**WHAT YOU WILL DO:**
Scan the listing below. Report each line that includes "setStartIteration".

**SUPPLIED RECORDS:**
PR #1009, opened 2021-03-16
Adds Spark and Open MPI

brockneedscoffee:
When installing spark via miniconda the spark home is not set so you cannot run spark in AML.  You will get errors when you try to set the spark context or if you set the framework to pyspark in an AML pipeline step.  This PR installs spark, sets the home, and installs open mpi dependency.

### DIFF
--- a/tools/docker/demo/Dockerfile
+++ b/tools/docker/demo/Dockerfile
@@ -1,7 +1,9 @@
 FROM ubuntu:16.04
 
-ARG SPARK_VERSION=3.0.1
-RUN apt-get -qq update && apt-get -qq -y install curl bzip2 \
+ENV SPARK_VERSION=3.0.2
+ENV HADOOP_VERSION=2.7
+
+RUN apt-get -qq update && apt-get -qq -y install curl bzip2 wget \
     && curl -sSL https://repo.continuum.io/miniconda/Miniconda3-latest-Linux-x86_64.sh -o /tmp/miniconda.sh \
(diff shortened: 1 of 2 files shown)


mhamilton723:
@brockneedscoffee - looks good but we dont test docker notebook as part of the build yet so could you manually test these out?

Also could you group all the run steps together into a single run step and put ENV stuff in top of docker. Putting all of the run steps together (and deleting ant .tgzs you download in these steps) makes the docker image considerably smaller thanks!

tools/docker/demo/Dockerfile
```diff
@@ -1,23 +1,50 @@
...
+# Install Spark and move it to the folder "/opt/spark"
+RUN tar -xzf spark-${SPARK_VERSION}-bin-hadoop${HADOOP_VERSION}.tgz && \
+    mv spark-${SPARK_VERSION}-bin-hadoop${HADOOP_VERSION} /opt/spark && \
+    rm spark-${SPARK_VERSION}-bin-hadoop${HADOOP_VERSION}.tgz 
+
+ENV SPARK_HOME /opt/spark
 ENV PATH /opt/conda/bin:$PATH
 ENV JAVA_HOME /usr/lib/jvm/java-1.8.0-openjdk-amd64
 
+# Build-essentials
```
mhamilton723, line 31: Group run steps together for smaller docker image

mhamilton723 (changes requested):

imatiach-msft (approved):

PR #1024, opened 2021-04-16
feat: add num iteration and start iteration to lightgbm model

imatiach-msft:
- add num iteration and start iteration to lightgbm model
- set num iteration to be best iteration when early stopping criteria reached
resolves issue https://github.com/Azure/mmlspark/issues/1006


src/main/scala/com/microsoft/ml/spark/lightgbm/LightGBMModelMethods.scala
```diff
@@ -46,6 +46,22 @@ trait LightGBMModelMethods extends LightGBMModelParams {
     getLightGBMBooster.featuresShap(Vectors.sparse(size, indices, values))
   }
 
+  /** Public method to sets the start index of the iteration to predict.
+    * If <= 0, starts from the first iteration.
+    * @param startIteration The start index of the iteration to predict.
+    */
+  def setStartIteration(startIteration: Int): Unit = {
```
mhamilton723, line 53: Could you please try to make this a standard sparkml param so we don't need to add to python bindings? Thanks!

mhamilton723 (changes requested):

src/main/scala/com/microsoft/ml/spark/lightgbm/LightGBMModelMethods.scala
imatiach-msft: done!

src/main/scala/com/microsoft/ml/spark/lightgbm/LightGBMBooster.scala
```diff
@@ -192,6 +192,10 @@ class LightGBMBooster(val model: String) extends Serializable {
     new BoosterHandler(model)
   }
 
+  var bestIteration: Int = -1
```
mhamilton723, line 195: Can you make these sparkML params pleas?

mhamilton723 (changes requested):

src/main/scala/com/microsoft/ml/spark/lightgbm/LightGBMModelMethods.scala
```diff
@@ -63,4 +106,13 @@ trait LightGBMModelMethods extends LightGBMModelParams {
   protected def featuresShap(features: Vector): Vector = {
     Vectors.dense(getLightGBMBooster.featuresShap(features))
   }
+
+  protected def updateBoosterParamsBeforePredict(): Unit = {
+    if (getNumIterations != LightGBMConstants.DefaultNumIterations) {
```
mhamilton723, line 111: i dont think these ifs are saving much. COnsider simplifying to just the setters

mhamilton723 (changes requested):
One small nit but other than that LGTM

src/main/scala/com/microsoft/ml/spark/lightgbm/LightGBMModelMethods.scala
```diff
@@ -63,4 +106,13 @@ trait LightGBMModelMethods extends LightGBMModelParams {
...
+      getModel.setNumIterations(getNumIterations)
+    }
+    if (getStartIteration != LightGBMConstants.DefaultStartIteration) {
+      getModel.setStartIteration(getStartIteration)
+    }
+  }
```
mhamilton723, line 117:
```suggestion
  protected def updateBoosterParamsBeforePredict(): Unit = {
      getModel.setNumIterations(getNumIterations)
      getModel.setStartIteration(getStartIteration)
  }
```

Wouldnt this yield the same behavior?

mhamilton723 (changes requested):

src/main/scala/com/microsoft/ml/spark/lightgbm/LightGBMModelMethods.scala
imatiach-msft: ah, I don't want to set numIterations if the best iteration was set on the booster... let me think, maybe I can clean this up a bit more... certainly for startIteration it is fine..

imatiach-msft: I think I have a more readable solution: I set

**ANSWER FOR THIS EXERCISE:**
+  def setStartIteration(startIteration: Int): Unit = {
+      getModel.setStartIteration(getStartIteration)
      getModel.setStartIteration(getStartIteration)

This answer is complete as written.